Let $\phi: S \to T$ be a (semigroup) homomorphism.

Then $\phi$ is a semigroup monomorphism if and only if $\phi$ is an injection.

### Group Monomorphism

Let $\struct {G, \circ}$ and $\struct {H, *}$ be groups.

Let $\phi: G \to H$ be a (group) homomorphism.

Then $\phi$ is a group monomorphism if and only if $\phi$ is an injection.

### Ring Monomorphism

Let $\struct {R, +, \circ}$ and $\struct {S, \oplus, *}$ be rings.

Let $\phi: R \to S$ be a (ring) homomorphism.

Then $\phi$ is a ring monomorphism if and only if $\phi$ is an injection.

### Field Monomorphism

Let $\struct {F, +, \circ}$ and $\struct {K, \oplus, *}$ be fields.
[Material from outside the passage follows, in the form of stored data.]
PR #2481, opened 2017-05-29
[WFCORE-2881] SASL mechanism tests

kwart:
* https://issues.jboss.org/browse/WFCORE-2881
* https://issues.jboss.org/browse/JBEAP-11194

Elytron SASL mechanism tests (EAP7-530) which use `ModelControllerClient` to test Elytron+Remoting behavior.

The tests are added to the new testsuite module `elytron` which always have the Elytron configured as the default security provider. Most of the logic (test and configuration) is located in the `AbstractMgmtSaslTestBase` class.


luck3y:
@kwart These tests only run with -Delytron enabled right? Do any of them have legacy behavior that should be tested if -Delytron isn't used?

Otherwise, seems fine to me.

kwart:
These tests runs always with Elytron enabled (therefor they are in the new module).

luck3y:
@kwart I think for the shared elytron stuff, you probably should move to the elytron testsuite. Is this actually shared with other things?

kwart:
If the configuration utils are in the shared stuff, they can be reused in other core TS modules and in full. Part of them already exist in the `testsuite/shared` in wildfly. I've picked just the ones really used by the SASL tests in this PR.

Nevertheless, If I move these utils into elytron module in core, then it could be simpler to update/improve/extend the utils implementations in full wildfly, where more modules use them. But it also adds code duplications (i.e. more places to deal with during changing/fixing).

Maybe the best option would be following:

1) Leave only the following classes in core's `testsuite/shared`:
* `ConfigurableElement` - interface for providing configuration changes (has `create`, `remove` and `getName` methods), and `AbstractConfigurableElement` which just forces the child classes to provide an element name.
* `AbstractConfigSetupTask` - abstract parent for ServerSetupTasks working with arrays of `ConfigurableElement`s. Children implementations are for WildFly Test Runner (in core) and Arquillian (in full)
* `TestRunnerConfigSetupTask` - WildFly Test Runner implementation of setup task working with `ConfigurableElement`s
* `ModelNodeUtil` - static methods for simpler work with `ModelNode`s

2) Move all the `ConfigurableElement` implementations into the new `elytron` package.

3) (after the core upgrade in full) - Remove classes listed in 1) from full wildfly. Put the new ConfigurableElement implementations also into `testsuite/shared` in full.  Change the `AbstractElytronSetupTask` (already in full) just to extend the `AbstractConfigSetupTask` from this PR.

@luck3y WDYT?

luck3y:
I think we're OK with duplication, but would rather avoid having dependencies on core's shared testsuite stuff in full, it ends up leading to commits needing to be orchestrated at the same time etc.

kwart:
In that case, I'll move everything to the new `elytron` module.

jamezp:
While I understand the desire to have utilities to generate commands or operations for tests it makes it very difficult to understand what ops are actually being executed. If you need to configure a server to duplicate an issue it's hard to figure out what the configuration is. Just a personal opinion from experience :)

testsuite/elytron/src/test/java/org/wildfly/test/integration/elytron/sasl/mgmt/AbstractMgmtSaslTestBase.java
```diff
@@ -0,0 +1,346 @@
...
+
+    protected static final String USERNAME = "guest";
+
+    // set-password algorithm names, used also as user names for testing given algorithm
+    protected static final String DIGEST_ALGORITHM_MD5 = "digest-md5";
+    protected static final String DIGEST_ALGORITHM_SHA = "digest-sha";
+    protected static final String DIGEST_ALGORITHM_SHA256 = "digest-sha-256";
+    protected static final String DIGEST_ALGORITHM_SHA512 = "digest-sha-512";
+
+    protected static final int CONNECTION_TIMEOUT_IN_MS = 6 * 1000;
```
jamezp: We should probably use the `TimeoutUtil.adjust()` here.

testsuite/elytron/src/test/java/org/wildfly/test/integration/elytron/sasl/mgmt/AbstractMgmtSaslTestBase.java
```diff
@@ -0,0 +1,346 @@
...
+                                .withRealmMapper("JWT").build())
+                        .addMechanismConfiguration(
+                                MechanismConfiguration.builder().withMechanismName(saslMechanismName)
+                                        .addMechanismRealmConfiguration(
+                                                MechanismRealmConfiguration.builder().withRealmName(NAME).build())
+                                        .build())
+                        .build());
+
+        elements.add(SimpleSocketBinding.builder().withName(NAME).withPort(PORT_NATIVE).build());
+        elements.add(SimpleMgmtNativeInterface.builder().withSocketBinding(NAME).withSaslAuthenticationFactory(NAME).build());
```
jamezp: This configuration section, to me, shows my point about making the configuration confusing. From reading the test I've got no idea what configuration we end up with here.

testsuite/shared/src/main/java/org/jboss/as/test/integration/security/common/CoreUtils.java
```diff
@@ -631,4 +631,19 @@ public static String encodeQueryParam(final String paramName, final String param
...
+     *
+     * @param prefix folder name prefix
+     * @return created folder
+     */
+    public static File createTemporaryFolder(String prefix) throws IOException {
+        File file = File.createTempFile(prefix, "", null);
+        LOGGER.debugv("Creating temporary folder {0}", file);
+        file.delete();
+        file.mkdir();
+        return file;
```
jamezp: You can achieve the same thing here with `Files.createTempDirectory()` then there is no need to do all the extra deletes and creations.

testsuite/elytron/src/test/java/org/wildfly/test/security/common/AbstractConfigSetupTask.java
```diff
@@ -0,0 +1,93 @@
...
+        configurableElements = getConfigurableElements();
+
+        if (configurableElements == null || configurableElements.length == 0) {
+            LOGGER.warn("Empty Elytron configuration.");
+            return;
+        }
+
+        try (CLIWrapper cli = new CLIWrapper(true)) {
+            for (final ConfigurableElement configurableElement : configurableElements) {
+                LOGGER.infov("Adding element {0} ({1})", configurableElement.getName(),
```
jamezp: Maybe this should be `debug` so we don't use up too much space on CI with logs. Not a huge deal though.

testsuite/elytron/src/test/java/org/wildfly/test/security/common/AbstractConfigSetupTask.java
```diff
@@ -0,0 +1,93 @@
...
+            LOGGER.warn("Empty Elytron configuration.");
+            return;
+        }
+
+        try (CLIWrapper cli = new CLIWrapper(true)) {
+            final ListIterator<ConfigurableElement> reverseConfigIt = Arrays.asList(configurableElements)
+                    .listIterator(configurableElements.length);
+            while (reverseConfigIt.hasPrevious()) {
+                final ConfigurableElement configurableElement = reverseConfigIt.previous();
+                LOGGER.infov("Removing element {0} ({1})", configurableElement.getName(),
```
jamezp: Same note as above. Again though I don't think it's a huge deal.

testsuite/elytron/src/test/java/org/wildfly/test/security/common/elytron/CliFragment.java
```diff
@@ -0,0 +1,39 @@
...
+ * @author Josef Cacek
+ */
+public interface CliFragment {
+
+    /**
+     * Generates part of CLI string which uses configuration for this fragment.
+     *
+     * @return part of CLI command
+     */
+    String asString();
```
jamezp: Why not just use `toString()`?

testsuite/elytron/src/test/java/org/wildfly/test/security/common/elytron/ConfigurableElement.java
```diff
@@ -0,0 +1,71 @@
...
+     */
+    String getName();
+
+    /**
+     * Creates this element in domain model and also creates other resources if needed (e.g. external files)
+     *
+     * @param cli connected {@link CLIWrapper} instance
+     */
+    default void create(CLIWrapper cli) throws Exception {
+        throw new IllegalStateException("The create() method was not properly implemented");
```
jamezp: Having this be a `default` method to me indicates it should work with the default, however it looks required that a subtype would have to implement this.

testsuite/elytron/src/test/java/org/wildfly/test/security/common/elytron/ConfigurableElement.java
```diff
@@ -0,0 +1,71 @@
...
+     */
+    default void create(ModelControllerClient client, CLIWrapper cli) throws Exception {
+        create(cli);
+    }
+
+    /**
+     * Reverts the changes introdued by {@code create(...)} method(s).
+     */
+    default void remove(CLIWrapper cli) throws Exception {
+        throw new IllegalStateException("The remove() method was not properly implemented");
```
jamezp: Same note as above.

testsuite/elytron/src/test/java/org/wildfly/test/security/common/elytron/Path.java
```diff
@@ -0,0 +1,102 @@
...
+
+import static org.apache.commons.lang3.StringUtils.isNotBlank;
+import static org.jboss.as.test.shared.CliUtils.escapePath;
+
+/**
+ * Helper class for adding "path" and "relative-to" attributes into CLI commands.
+ *
+ * @author Josef Cacek
+ */
+public class Path implements CliFragment {
```
jamezp: I think we should rename this to something like `CliPath` only for the fact that some tests that end up using this *may* also want to use a `java.nio.file.Path`.

testsuite/elytron/src/test/java/org/wildfly/test/security/common/elytron/KeyManager.java
```diff
@@ -0,0 +1,32 @@
...
+package org.wildfly.test.security.common.elytron;
+
+/**
+ * Interface representing Elytron key-manager.
+ *
+ * @author Josef Cacek
+ */
+public interface KeyManager extends ConfigurableElement {
+
+}
```
jamezp: Any reason for this since it doesn't add any behavior?

testsuite/elytron/src/test/java/org/wildfly/test/security/common/elytron/KeyStore.java
```diff
@@ -0,0 +1,32 @@
...
+package org.wildfly.test.security.common.elytron;
+
+/**
+ * Interface representing Elytron key-stores.
+ *
+ * @author Josef Cacek
+ */
+public interface KeyStore extends ConfigurableElement {
+
+}
```
jamezp: Any reason for this since it doesn't add any behavior?

testsuite/elytron/src/test/java/org/wildfly/test/security/common/elytron/RoleMapper.java
```diff
@@ -0,0 +1,32 @@
...
+package org.wildfly.test.security.common.elytron;
+
+/**
+ * Marking interface for configuration classes for Elytron elements providing role-mapper capability.
+ *
+ * @author Josef Cacek
+ */
+public interface RoleMapper extends ConfigurableElement {
+
+}
```
jamezp: Any reason for this since it doesn't add any behavior?

testsuite/elytron/src/test/java/org/wildfly/test/security/common/elytron/SaslAuthenticationFactory.java
```diff
@@ -0,0 +1,32 @@
...
+package org.wildfly.test.security.common.elytron;
+
+/**
+ * Interface representing Elytron sasl-authentication-factory capability.
+ *
+ * @author Josef Cacek
+ */
+public interface SaslAuthenticationFactory extends ConfigurableElement {
+
+}
```
jamezp: Any reason for this since it doesn't add any behavior?

testsuite/elytron/src/test/java/org/wildfly/test/security/common/elytron/SaslServerFactory.java
```diff
@@ -0,0 +1,32 @@
...
+package org.wildfly.test.security.common.elytron;
+
+/**
+ * Interface representing Elytron sasl-server-factory capability.
+ *
+ * @author Josef Cacek
+ */
+public interface SaslServerFactory extends ConfigurableElement {
+
+}
```
jamezp: Any reason for this since it doesn't add any behavior?

testsuite/elytron/src/test/java/org/wildfly/test/security/common/elytron/SecurityRealm.java
```diff
@@ -0,0 +1,32 @@
...
+package org.wildfly.test.security.common.elytron;
+
+/**
+ * Interface representing Elytron Security realm and resources related to it.
+ *
+ * @author Josef Cacek
+ */
+public interface SecurityRealm extends ConfigurableElement {
+
+}
```
jamezp: Any reason for this since it doesn't add any behavior?

testsuite/elytron/src/test/java/org/wildfly/test/security/common/elytron/ServerSslContext.java
```diff
@@ -0,0 +1,32 @@
...
+package org.wildfly.test.security.common.elytron;
+
+/**
+ * Interface representing Elytron server-ssl-context.
+ *
+ * @author Josef Cacek
+ */
+public interface ServerSslContext extends ConfigurableElement {
+
+}
```
jamezp: Any reason for this since it doesn't add any behavior?

testsuite/elytron/src/test/java/org/wildfly/test/security/common/elytron/TrustManager.java
```diff
@@ -0,0 +1,32 @@
...
+package org.wildfly.test.security.common.elytron;
+
+/**
+ * Interface representing Elytron trust-manager.
+ *
+ * @author Josef Cacek
+ */
+public interface TrustManager extends ConfigurableElement {
+
+}
```
jamezp: Any reason for this since it doesn't add any behavior?

kwart:
@jamezp Thanks for the review. I'm going to make the requested fixes.

testsuite/elytron/src/test/java/org/jboss/as/test/shared/CliUtils.java
```diff
@@ -0,0 +1,53 @@
...
+
+    /**
+     * Escapes given path String for CLI.
+     *
+     * @param path path string to escape (must be not-<code>null</code>)
+     * @return escaped path
+     */
+    public static String escapePath(String path) {
+        return Objects.requireNonNull(path, "Path to escape can't be null.").replace("\\", "\\\\");
+    }
```
kwart: It's used in `Path.asString()` method which constructs CLI command fragment.

testsuite/elytron/src/test/java/org/jboss/as/test/shared/CliUtils.java
```diff
@@ -0,0 +1,53 @@
...
+
+    /**
+     * Returns escaped absolute path of given File instance.
+     *
+     * @param file instance to get the path from (must be not-<code>null</code>)
+     * @return escaped absolute path
+     */
+    public static String asAbsolutePath(File file) {
+        return escapePath(Objects.requireNonNull(file, "File can't be null.").getAbsolutePath());
+    }
```
kwart: I will remove this one. I was just copying the class from full wildfly.

testsuite/elytron/src/test/java/org/wildfly/test/integration/elytron/sasl/mgmt/AbstractMgmtSaslTestBase.java
kwart: IMO, the class names are self-descriptive enough:
* SimpleSocketBinding - `/socket-binding-group=standard-sockets/socket-binding=[NAME]`
* SimpleMgmtNativeInterface - `/core-service=management/management-interface=native-interface`

testsuite/elytron/src/test/java/org/wildfly/test/security/common/AbstractConfigSetupTask.java
kwart: I would keep it on INFO level. When sth. changes in the model or some test doesn't do a proper clean-up and the configuration task stops to work, then it's easier to find the exact place which failed.

testsuite/elytron/src/test/java/org/wildfly/test/security/common/elytron/CliFragment.java
kwart: The `asString` makes it IMO more obvious that it's not used just for printing into log. It's not just a textual representation of the data, it also has to have a correct form to be used in CLI command.

testsuite/elytron/src/test/java/org/wildfly/test/security/common/elytron/ConfigurableElement.java
kwart: At least one `create` method and at least one `remove` method has to be implemented for the ConfigurableElements.

Originally (in full) there were just the methods with single argument (`CLIWrapper`) and no default. When we needed to add the `ModelControllerClient` to have possibility to handle the config in safer way, we have choosen this approach with default implementations and throwing exception if the override implementation is missing.

As we don't need to keep the utils in sync with full now, I will try to fix it here.

testsuite/elytron/src/test/java/org/wildfly/test/security/common/elytron/KeyManager.java
kwart: They were meant as marker interfaces representing elytron capabilities. Nevertheless we still don't have usage for them, so I'll remove all of them.

testsuite/elytron/src/test/java/org/wildfly/test/security/common/elytron/Path.java
kwart: It makes sense, I will change it.

kwart:
The fixes were implemented. The `@Ignore` annotations were removed as the issues are already resolved by Elytron version in wildfly-core. The only `Assume` remains for `PLAIN` mechanism and information about it was included in [JBEAP-11147|https://issues.jboss.org/browse/JBEAP-11147] description.

testsuite/elytron/server-provisioning.xml
```diff
@@ -0,0 +1,27 @@
+<!--
```
luck3y: This license bit should be ASL, (or just removed, its just an xml file?)

testsuite/elytron/src/test/java/org/jboss/as/test/shared/CliUtils.java
jamezp: Ah gotcha sorry. It's not a file system path it's a CLI path.

testsuite/elytron/server-provisioning.xml
kwart: I'll remove it. I've used just a copy from the `standalone` module.

kabir:
Retest this please

kwart:
Retest this please.

testsuite/elytron/src/test/java/org/wildfly/test/security/common/elytron/SimpleServerSslContext.java
```diff
@@ -0,0 +1,141 @@
...
+        this.protocols = builder.protocols;
+        this.needClientAuth = builder.needClientAuth;
+        this.authenticationOptional = builder.authenticationOptional;
+    }
+
+    @Override
+    public void create(ModelControllerClient client, CLIWrapper cli) throws Exception {
+        // /subsystem=elytron/server-ssl-context=twoWaySSC:add(key-manager=twoWayKM,protocols=["TLSv1.2"],
+        // trust-manager=twoWayTM,security-domain=test,need-client-auth=true)
+        StringBuilder sb = new StringBuilder("/subsystem=elytron/server-ssl-context=").append(name).append(":add(");
```
ctomc: for all this concatenation of paths, you should use PathAddress class which would really make core more readable and less error prone.

testsuite/elytron/src/test/resources/logging.properties
```diff
@@ -0,0 +1,31 @@
+# Additional loggers to configure (the root logger is always configured)
```
ctomc: why is this file needed?

testsuite/elytron/src/test/java/org/wildfly/test/security/common/elytron/SimpleServerSslContext.java
kwart: I've reused [the implementation from WildFly]( https://github.com/wildfly/wildfly/blob/master/testsuite/shared/src/main/java/org/wildfly/test/security/common/elytron/SimpleServerSslContext.java) here. If it doesn't fit into core, I can refactor it.

testsuite/elytron/src/test/resources/logging.properties
kwart: It allows to control what's included in the log on the client side. E.g. when debugging SASL mechanisms, I want to see sth like:

```
2017-06-19 16:47:45,584 TRACE [org.wildfly.security] (main) getAuthenticationConfiguration uri=remote://127.0.0.1:10567, protocolDefaultPort=-1, abstractType=null, abstractTypeAuthority=null, MatchRule=[], AuthenticationConfiguration=[AuthenticationConfiguration:principal=digest-md5,set-host=127.0.0.1,set-port=10567,credentials-present,providers-supplier=org.wildfly.security.util.ProviderUtil$1@53f0a4cb,sasl-mechanism-selector=DIGEST-MD5,mechanism-properties={wildfly.sasl.local-user.quiet-auth=true}]
2017-06-19 16:47:45,592 TRACE [org.wildfly.security] (main) getAuthenticationConfiguration uri=remote://127.0.0.1:10567, protocolDefaultPort=-1, abstractType=null, abstractTypeAuthority=null, MatchRule=[], AuthenticationConfiguration=[AuthenticationConfiguration:principal=digest-sha,set-host=127.0.0.1,set-port=10567,credentials-present,providers-supplier=org.wildfly.security.util.ProviderUtil$1@8c11eee,sasl-mechanism-selector=DIGEST-SHA,mechanism-properties={wildfly.sasl.local-user.quiet-auth=true}]
2017-06-19 16:47:45,592 TRACE [org.wildfly.security] (main) getAuthenticationConfiguration uri=remote://127.0.0.1:10567, protocolDefaultPort=-1, abstractType=null, abstractTypeAuthority=null, MatchRule=[], AuthenticationConfiguration=[AuthenticationConfiguration:principal=digest-sha,set-host=127.0.0.1,set-port=10567,credentials-present,providers-supplier=org.wildfly.security.util.ProviderUtil$1@8c11eee,sasl-mechanism-selector=DIGEST-SHA,mechanism-properties={wildfly.sasl.local-user.quiet-auth=true}]
2017-06-19 16:47:45,599 TRACE [org.wildfly.security] (main) getAuthenticationConfiguration uri=remote://127.0.0.1:10567, protocolDefaultPort=-1, abstractType=null, abstractTypeAuthority=null, MatchRule=[], AuthenticationConfiguration=[AuthenticationConfiguration:principal=digest-sha-256,set-host=127.0.0.1,set-port=10567,credentials-present,providers-supplier=org.wildfly.security.util.ProviderUtil$1@333dd51e,sasl-mechanism-selector=DIGEST-SHA-256,mechanism-properties={wildfly.sasl.local-user.quiet-auth=true}]
```

So I just need to change level from `INFO` to `TRACE` in the `logging.properties`.

testsuite/elytron/src/test/resources/logging.properties
```diff
@@ -0,0 +1,31 @@
...
+logger.handlers=FILE,CONSOLE
+
+logger.org.wildfly.security.level=INFO
+logger.org.wildfly.security.useParentHandlers=true
+
+logger.org.jboss.remoting3.level=INFO
+logger.org.jboss.remoting3.useParentHandlers=true
+
+handler.FILE=org.jboss.logmanager.handlers.PeriodicRotatingFileHandler
+handler.FILE.level=ALL
```
ctomc: never in default config.
default level for testsuite could only be OFF not ALL.

testsuite/elytron/src/test/resources/logging.properties
```diff
@@ -0,0 +1,31 @@
+# Additional loggers to configure (the root logger is always configured)
+loggers=org.wildfly.security,org.jboss.remoting3
+
+logger.level=INFO
+logger.handlers=FILE,CONSOLE
```
ctomc: if anything only FILE

kwart: IMO, if not both, then at least `CONSOLE`, the redirection to file is then controlled by surefire plugin.

testsuite/elytron/src/test/java/org/wildfly/test/security/common/elytron/SimpleServerSslContext.java
jamezp: I'm personally okay with not using a `PathAddress` as it's _not_ a public API. I do realize this is just a test though.

testsuite/elytron/src/test/java/org/wildfly/test/integration/elytron/sasl/mgmt/AbstractMgmtSaslTestBase.java
```diff
@@ -0,0 +1,361 @@
...
+            assertThat("SaslException was expected as the second cause when SASL authentication fails", cause.getCause(),
+                    is(instanceOf(SaslException.class)));
+        }
+    }
+
+    /**
+     * Executes :whoami operation and returns the result ModelNode.
+     */
+    protected static ModelNode executeWhoAmI() throws IOException {
+        ModelControllerClient client = ModelControllerClient.Factory
```
jamezp: This should be in a try-with-resources block.

kwart: OK, will do.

Let $\phi: F \to K$ be a (field) homomorphism.

Then $\phi$ is a field monomorphism if and only if $\phi$ is an injection.
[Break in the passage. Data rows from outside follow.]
PR #2483, opened 2017-05-30
WFCORE-2792 AttributeDefinition.parser is not consistently used in su…

ctomc:
…bclasses

- update parser / marshaller api
- cleanup some deprecated usages

### DIFF
--- a/controller/src/main/java/org/jboss/as/controller/AttributeDefinition.java
+++ b/controller/src/main/java/org/jboss/as/controller/AttributeDefinition.java
@@ -130,7 +130,7 @@ public abstract class AttributeDefinition {
     private AttributeDefinition(String name, String xmlName, final ModelNode defaultValue, final ModelType type,
                                 final boolean allowNull, final boolean allowExpression, final MeasurementUnit measurementUnit,
                                 final ParameterCorrector valueCorrector, final ParameterValidator validator, final boolean validateNull,
-                                final String[] alternatives, final String[] requires, AttributeMarshaller attributeMarshaller,
+                                final String[] alternatives, final String[] requires, AttributeMarshaller marshaller,
                                 boolean resourceOnly, DeprecationData deprecationData, final List<AccessConstraintDefinition> accessConstraints,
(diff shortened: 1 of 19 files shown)


controller/src/main/java/org/jboss/as/controller/AttributeDefinition.java
```diff
@@ -81,7 +81,7 @@
     private final ParameterCorrector valueCorrector;
     private final ParameterValidator validator;
     private final EnumSet<AttributeAccess.Flag> flags;
-    protected final AttributeMarshaller attributeMarshaller;
+    protected final AttributeMarshaller marshaller;
```
bstansberry: This is a breaking change, as the field is visible.

Let's 

private final AttributeMarshaller marshaller;
/** @deprecated use {@link #getMarshaller()} */
@Deprecated
protected final AttributeMarshaller attributeMarshaller;

and in c'tor

this.attributeMarshaller = marshaller;

protected fields are annoying because it's too easy to break them.

ctomc: good point, will revert this, but will also look into removing bunch of deprecated constructors in AttributeDefinition and its inheritance chain, as we moved to builder api long time ago and I think they should be ripe to be removed.

controller/src/main/java/org/jboss/as/controller/AttributeDefinition.java
```diff
@@ -109,7 +109,7 @@ protected AttributeDefinition(AbstractAttributeDefinitionBuilder<?, ?> toCopy) {
                 toCopy.getAttributeGroup(), toCopy.referenceRecorder, toCopy.getAllowedValues(), toCopy.getArbitraryDescriptors(),
                 toCopy.getUndefinedMetricValue(), wrapFlags(toCopy.getFlags()));
     }
-
+
```
bstansberry: Fails checkstyle:


[10:37:32][Step 2/3] /store/work/tc-work/4c983eca15c0017f/controller/src/main/java/org/jboss/as/controller/AttributeDefinition.java:112: Line has trailing spaces.

PR #2487, opened 2017-05-31
[WFCORE-2876]: Runtime-failure-causes-rollback does not seem to have effect when configured in model

ehsavoie:
The runtime-failure-causes-rollback wasn't properly propagated to the boot scanner.
If runtime-failure-causes-rollback is set to 'false' then failed deployments added at boot shouldn't be undeployed.

Jira: https://issues.jboss.org/browse/WFCORE-2876

### DIFF
--- a/deployment-scanner/src/main/java/org/jboss/as/server/deployment/scanner/FileSystemDeploymentService.java
+++ b/deployment-scanner/src/main/java/org/jboss/as/server/deployment/scanner/FileSystemDeploymentService.java
@@ -767,7 +767,9 @@ class FileSystemDeploymentService implements DeploymentScanner, NotificationHand
 
         @Override
         public void run() {
-            forcedUndeployScan();
+            if(rollbackOnRuntimeFailure) {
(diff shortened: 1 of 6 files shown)


deployment-scanner/src/main/java/org/jboss/as/server/deployment/scanner/FileSystemDeploymentService.java
```diff
@@ -274,7 +274,7 @@ public void run() {
         assert scheduledExecutor != null;
         assert deploymentDir != null;
 
-        this.resourceAddress = resourceAddress.toModelNode();
+       this.resourceAddress = resourceAddress.toModelNode();
```
bstansberry: The tests are failing so you'll need to update this branch to fix that, so might as well correct this whitespace. :)

ehsavoie:
retest this please

ehsavoie:
retest this please

ehsavoie:
retest this please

### $R$-Algebraic Structure Monomorphism

Let $\struct {S, \ast_1, \ast_2, \ldots, \ast_n, \circ}_R$ and $\struct {T, \odot_1, \odot_2, \ldots, \odot_n, \otimes}_R$ be $R$-algebraic structures.

Then $\phi: S \to T$ is an $R$-algebraic structure monomorphism if and only if:

$(1): \quad \phi$ is an injection
$(2): \quad \forall k: k \in \closedint 1 n: \forall x, y \in S: \map \phi {x \ast_k y} = \map \phi x \odot_k \map \phi y$
$(3): \quad \forall x \in S: \forall \lambda \in R: \map \phi {\lambda \circ x} = \lambda \otimes \map \phi x$.

That is, if and only if:

$(1): \quad \phi$ is an injection
$(2): \quad \phi$ is an $R$-algebraic structure homomorphism.
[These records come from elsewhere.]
PR #2497, opened 2017-06-02
[WFCORE-2907] Ensure the KeyManager is unwrapped if we detect the JVM is running with FIPS enabled.

darranl:
https://issues.jboss.org/browse/WFCORE-2907
https://issues.jboss.org/browse/JBEAP-11259

### DIFF
--- a/elytron/src/main/java/org/wildfly/extension/elytron/SSLDefinitions.java
+++ b/elytron/src/main/java/org/wildfly/extension/elytron/SSLDefinitions.java
@@ -40,6 +40,8 @@ import static org.wildfly.extension.elytron._private.ElytronSubsystemMessages.RO
 import java.io.File;
 import java.io.FileInputStream;
 import java.io.FileNotFoundException;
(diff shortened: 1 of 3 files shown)


elytron/src/main/java/org/wildfly/extension/elytron/SSLDefinitions.java
```diff
@@ -991,4 +1003,28 @@ protected void executeRuntimeStep(OperationContext context, ModelNode operation)
         protected abstract ServiceUtil<SSLContext> getSSLContextServiceUtil();
     }
 
+    private static BooleanSupplier getFipsSupplier() {
+        try {
+            final Class<?> providerClazz = SSLDefinitions.class.getClassLoader().loadClass("com.sun.net.ssl.internal.ssl.Provider");
```
mchoma: I can't find such class in IBM distribution. So I assume that will throw ClassNotFoundException.

PR #5052, opened 2022-04-15
[WFCORE-5875] Migrated the log manager off javax.json.api to the internal module.

jamezp:
Includes the removal of Apache Geronimo JSON and Apache Johnzon. These do not seem to work well because the use the TCCL quite heavily requiring the `internal.javax.json.api.ee8` to be forced to be leaked. Using the `org.glassfish:jakarta.json` implementation makes this easier as it includes both the API and implementation in the artifact. In WildFly we will be migrating to Eclipse Parsson for the implementation so this will not be a conflict.

* https://issues.redhat.com/browse/WFCORE-5875
* https://issues.redhat.com/browse/WFCORE-5876


jamezp:
This passes for me locally. The failures seem to be an issue with TeamCity that @luck3y is looking at.

luck3y:
@jamezp I still need to update these jobs, should be done later today.

yersan (approved):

This definition continues to apply when $S$ and $T$ are modules, and also when they are vector spaces.

### Vector Space Monomorphism

Let $V$ and $W$ be $K$-vector spaces.

Then $\phi: V \to W$ is a vector space monomorphism if and only if:

$(1): \quad \phi$ is an injection
$(2): \quad \forall \mathbf x, \mathbf y \in V: \phi \left({\mathbf x + \mathbf y}\right) = \phi \left({\mathbf x}\right) + \phi \left({\mathbf y}\right)$
$(3): \quad \forall \mathbf x \in V: \forall \lambda \in K: \phi \left({\lambda \mathbf x}\right) = \lambda \phi \left({\mathbf x}\right)$

### Ordered Structure Monomorphism

Let $\left({S, \circ, \preceq}\right)$ and $\left({T, *, \preccurlyeq}\right)$ be ordered structures.

An ordered structure monomorphism from $\left({S, \circ, \preceq}\right)$ to $\left({T, *, \preccurlyeq}\right)$ is a mapping $\phi: S \to T$ that is both:

$(1): \quad$ A monomorphism, i.e. an injective homomorphism, from the structure $\left({S, \circ}\right)$ to the structure $\left({T, *}\right)$
$(2): \quad$ An order embedding from the ordered set $\left({S, \preceq}\right)$ to the ordered set $\left({T, \preccurlyeq}\right)$.

## Linguistic Note

The word monomorphism comes from the Greek morphe (μορφή) meaning form or structure, with the prefix mono- meaning single.

Thus monomorphism means single (similar) structure.